Dual active center catalysts (DACs) are effective for accelerating the sluggish kinetics of cathodic oxygen reduction reaction (ORR) in rechargeable zinc‐air batteries (ZABs). However, their tendency to aggregate severely restrict the catalytic efficiency. Herein, a “dual spatial confinement” route is conceived to develop a family of well‐dispersed DACs for boosting ORR activity and ZABs. During pyrolysis, the Zn vacancies generated from Zn‐Zeolitic imidazolate framework (Zn‐ZIF) precursors facilitate the initial incorporation and confinement of Fe/Co atoms, enabling the formation of uniformly dispersed metal sites. Subsequently, the in‐situ grown N‐doped carbon nanotubes (CNTs) further regulate the dual active centers (Co3Fe7 and Co5.47N), ultimately yielding a highly efficient ORR catalyst. Owing to the synergistic effect between the dual active centers, the optimized Co3Fe7/Co5.47N@CNT‐900 catalyst exhibits superior 4e− ORR activity. Theoretical calculations demystify that the Co3Fe7/Co5.47N sites co‐promote the generation of OH− on Co centers, greatly enhance the ORR activity. When applied in rechargeable ZABs, the catalyst delivers a high power density of 168.99 mW cm−2, a high specific capacity of 904.57 mAh gZn−1, and good cycling stability, along with fine rate capability.

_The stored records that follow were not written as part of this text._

Issue #2732, opened 2022-11-28
`gr.File` transfers the same file to a different temp folder every time it is executed


apolinario:
### Describe the bug

(Not sure if a bug, feel free to re-tag this is a feature request) 

I have a `gr.File` component that should display a 5GB file, this component is constantly mounted/unmounted as the application is loaded or refreshed 

Everytime the component is mounted the file is transferred to a new temporary folder/file like `/tmp/tmpyesjr1q0/diffusers_model4x4bg8ew.tar`

So not rarely I have this issue
```
OSError: [Errno 28] No space left on device: 'diffusers_model.tar' -> '/tmp/tmpyesjr1q0/diffusers_model4x4bg8ew.tar'
```
And I have to manually go and clean up the `/tmp/` folder

I'm not sure how best to solve this issue, however I would suggest a workaround that actually I wish it existed:
- Have a prop to serve the file from where it currently lives (without a need transfer it to `tmp`). Specifically for Spaces that have a file structure of `https://<space-url>/file/the-file-I-want.tar` if I could just show the real path on the `gr.File` component instead of `tmp` shenanigans

### Is there an existing issue for this?

- [X] I have searched the existing issues

### Reproduction

No applicable 

### Logs

```shell
No logs
```

### System Info

```shell
Gradio == 3.11
```

### Severity

serious, but I can work around it

abidlabs:
Hey @apolinario thanks for creating the issue. Will take a look this week!

abidlabs:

This work shall light a pathway towards dual active center catalysts with sterling ORR activity. A “dual spatial confinement” route is conceived to fabricate dual‐active center catalysts (Co3Fe7/Co5.47N@CNT‐900) with dispersed Co3Fe7 and Co5.47N sites. The optimal catalyst executes superior ORR activity and is applied in rechargeable Zn‐air batteries. Theoretical calculations demonstrate that the dual‐active sites synergistically promoted the formation of OH− intermediate and greatly boosted the performance.